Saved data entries
PR #215, opened 2016-01-12
Silent Failure Audit

sethrosetter:
Remove try / excepts in futures where no exception should be throw. The existing behavior can cause tests to fail silently.

### DIFF
--- a/functional_tests/test_db_online_offline.py
+++ b/functional_tests/test_db_online_offline.py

* [INSTRUCTIONS TO FOLLOW]: Restate the whole set of entries exactly.

* [SOLUTION BELOW]:
PR #215, opened 2016-01-12
Silent Failure Audit

sethrosetter:
Remove try / excepts in futures where no exception should be throw. The existing behavior can cause tests to fail silently.

### DIFF
--- a/functional_tests/test_db_online_offline.py
+++ b/functional_tests/test_db_online_offline.py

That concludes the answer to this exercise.